My document control procedure may not meet all the requirements of ISO, but I have third level work instructions that do. Is that OK?

Technically yes. ISO requires that you have processes and procedures describing these processes but it doesn’t tell you how to document them. It is thus conforming if your complete process is spread over a number of different documents. However, this is unlikely to be a very useful structure to your documentation and probably does not make the documents effective at defining and communicating the process.

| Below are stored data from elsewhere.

PR #6114, opened 2024-07-18
fix(web): V2 minor fixes

antonjoel82:

- Make Studio nav buttons collapsible, but only the active one open ([ticket](https://linear.app/novu/issue/NV-4130/arrow-on-workflows-list-doesnt-collapse-when-clicked-should-have-a))
- Fix Step Preview error display to include relevant information and change the aesthetic
- Fix cli reference to `web` (--> `dashboard`)

https://www.loom.com/share/68ac81703ecf4d269bca71793a7d39f2?sid=c5e00b28-dd9f-493f-82dd-63149e2d4e62

### DIFF
--- a/apps/web/src/components/layout/components/LocalStudioSidebar/LocalStudioSidebarToggleButton.tsx
+++ b/apps/web/src/components/layout/components/LocalStudioSidebar/LocalStudioSidebarToggleButton.tsx
@@ -8,7 +8,7 @@ import {
   getStudioWorkflowStepLink,
   getStudioWorkflowTestLink,
 } from '../../../../studio/utils/routing';
-import { NavMenuLinkButton, NavMenuToggleButton } from '../../../nav/NavMenuButton/index';
+import { NavMenuLinkButton, NavMenuToggleButton } from '../../../nav/NavMenuButton';
 
 type LocalStudioSidebarToggleButtonProps = {
   workflow: IBridgeWorkflow;
--- a/apps/web/src/components/layout/components/LocalStudioSidebar/LocalStudioSidebarToggleButton.tsx
+++ b/apps/web/src/components/layout/components/LocalStudioSidebar/LocalStudioSidebarToggleButton.tsx
@@ -8,7 +8,7 @@ import {
   getStudioWorkflowStepLink,
   getStudioWorkflowTestLink,
 } from '../../../../studio/utils/routing';
-import { NavMenuLinkButton, NavMenuToggleButton } from '../../../nav/NavMenuButton';
+import { NavMenuLinkButton, NavMenuToggleButton } from '../../../nav/NavMenuButton/index';
 
 type LocalStudioSidebarToggleButtonProps = {
   workflow: IBridgeWorkflow;
--- a/apps/web/src/components/workflow/preview/ErrorPrettyRender.tsx
+++ b/apps/web/src/components/workflow/preview/ErrorPrettyRender.tsx
@@ -1,37 +1,74 @@
 import { css } from '@novu/novui/css';
-import { Text } from '@novu/novui';
-import { Center } from '@novu/novui/jsx';
-import { IconErrorOutline } from '@novu/novui/icons';
+import { Button, Text, Title } from '@novu/novui';
+import { Center, Stack, VStack } from '@novu/novui/jsx';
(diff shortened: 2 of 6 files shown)


scopsy (approved):

apps/web/src/components/layout/components/LocalStudioSidebar/LocalStudioSidebarToggleButton.tsx
```diff
@@ -8,7 +8,7 @@ import {
   getStudioWorkflowStepLink,
   getStudioWorkflowTestLink,
 } from '../../../../studio/utils/routing';
-import { NavMenuLinkButton, NavMenuToggleButton } from '../../../nav/NavMenuButton';
+import { NavMenuLinkButton, NavMenuToggleButton } from '../../../nav/NavMenuButton/index';
```
rifont: ❓ **question:** Is there a specific reason we needed to add this import from `index`? In my experience, it's usually a symptom of a circular dependency in the tree.‏

apps/web/src/components/workflow/preview/ErrorPrettyRender.tsx
```diff
@@ -1,37 +1,74 @@
 import { css } from '@novu/novui/css';
-import { Text } from '@novu/novui';
-import { Center } from '@novu/novui/jsx';
-import { IconErrorOutline } from '@novu/novui/icons';
+import { Button, Text, Title } from '@novu/novui';
+import { Center, Stack, VStack } from '@novu/novui/jsx';
+import { IconErrorOutline, IconExpandLess, IconExpandMore } from '@novu/novui/icons';
+import { useDisclosure } from '@mantine/hooks';
+import { hstack } from '@novu/novui/patterns';
```
rifont, line 6: 💭 **thought (non-blocking):** Is it worthwhile to add an `HSack` component into `novui`? I've seen a few places we use it.‏

apps/web/src/components/workflow/preview/ErrorPrettyRender.tsx
```diff
@@ -1,37 +1,74 @@
...
         bg: 'input.border.error/20',
-        borderColor: 'input.border.error !important',
-        border: '1px solid !important',
+        border: 'solid',
+        borderColor: 'input.border.error',
         width: '100%',
-        borderRadius: 'input !important',
-        my: 'margins.layout.tabs.bottom !important',
+        borderRadius: 'input',
+        my: 'margins.layout.tabs.bottom',
```
rifont, line 21: 👏 **praise:** 🧹😍‏

packages/cli/src/commands/init/templates/github/workflows/novu.yml
```diff
@@ -12,7 +12,7 @@ jobs:
         uses: novuhq/actions-novu-sync@v2
         with:
           # The secret key used to authenticate with Novu Cloud
-          # To get the secret key, go to https://web.novu.co/api-keys.
+          # To get the secret key, go to https://dashboard.novu.co/api-keys.
```
rifont, line 15: 👏 **praise:** Nice catch!‏

rifont (approved):
Awesome work Joel!

apps/web/src/components/layout/components/LocalStudioSidebar/LocalStudioSidebarToggleButton.tsx
antonjoel82: Nope -- good catch! I'm not sure why this is happening suddenly with VSCode, but I've seen this in my changes and other peoples' recently. That's an interesting note on circular dependencies though -- I'll keep an eye out

antonjoel82:
```suggestion
import { NavMenuLinkButton, NavMenuToggleButton } from '../../../nav/NavMenuButton';
```

apps/web/src/components/workflow/preview/ErrorPrettyRender.tsx
antonjoel82: @rifont It is a pre-built component by Panda, but the beauty of it is that it's also a `pattern` that generates a `className`! This allows us to style semantic elements (button in this case) without having to use a polymorphic component (aka adding `as="button"`), which tends to help TypeScript in my experience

There structures can originate from many situations but typically when the procedure was written, the author was trying to “get ISO” and that’s what they did. The easy way for them to do it was to write a procedure that just mimicked the words in the standard. Thus the procedure meets ISO. Unfortunately it really doesn’t describe the actual processes that are followed to achieve say document control and thus often work instructions are written to explain the different activities — so although they are called work instructions and third level documents they often describe the management processes that would normally be in a procedure. Usually they also contain detail too. That alone would be bad enough, but over the years auditors, customers and others change the procedures and work instructions to suit their needs and what is left is a complex set of documents to describe a simple process, at different levels and containing both detail and management processes.

The goal of documentation is not just to achieve conformance by saying “we have addressed it somewhere” but to focus on what would be the most useful structure of our documentation so that it is easy to communicate the process, to train people in it and to refer to it if we need to.

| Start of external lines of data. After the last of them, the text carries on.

PR #6125, opened 2024-07-21
feat(js): Implement the renderNotification prop

desiprisg:

We need a way to allow for the react package to render custom elements in the `@novu/js` package. A way to do this, is to have a renderer component in the react package, that is responsible for rendering all these elements. This includes a map of all elements that are rendered.

A render prop is defined in the react package. This needs to be transformed to a `mount` prop for `@novu/js` to be able to use it as it has no way to render JSX from react. The transformation is as simple as appending a new element to the renderer's map, with the render prop as the data (the key is the `HTMLElement`). This triggers a rerender for the `<Renderer />` in `@novu/react` and the component will be mounted. In this case, the components that are mounted are the notifications, using the `renderNotification` prop.

We will need to make some performance improvements here around the mounts/unmounts that happen.

Essentially the flow is:
* `@novu/react` wraps everything with a `<Renderer />` component. This is also a context, so our custom components are able to mutate it's state.
* Developer uses our `<Inbox />` component and defines a `renderNotification` prop.
* This `renderNotification` prop is converted to a function that mutates the `<Renderer />` state and adds a new element (a custom notification).
* This `mountNotification` function that was created is passed to `@novu/js` as a prop for the Inbox.
* Every time a notification is rendered by `@novu/js`, this function is triggered, given an `HTMLElement` that we render on `@novu/js`(this is the element that the custom notification will be portaled onto).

ISO is such a useful standard. It focuses on the processes for “managing” the activities it introduces. It is the management of document control that is important in clauses 4.2.3 and this can practically be presented in a single document at an appropriate level of detail. ISO got it about right when they included the requirements under each section. Covering these requirements, expanding those that are more important and minimizing those that are less (if any) can be practically achieved in a single document. Thus it is a useful hint (not particularly just for ISO conformance but also for addressing the most common document control requirements) that these subjects could (and perhaps should — because it is useful and practical) be described in a single procedure.

It is still possible that some work instructions are necessary. Typically these would cover the detail of a specific activity but the “management procedure” (the procedure which explains how the process is managed), should describe the overall process including relevant variations and exceptions. How to operate software or levels of authorities would be better covered in lower level documents.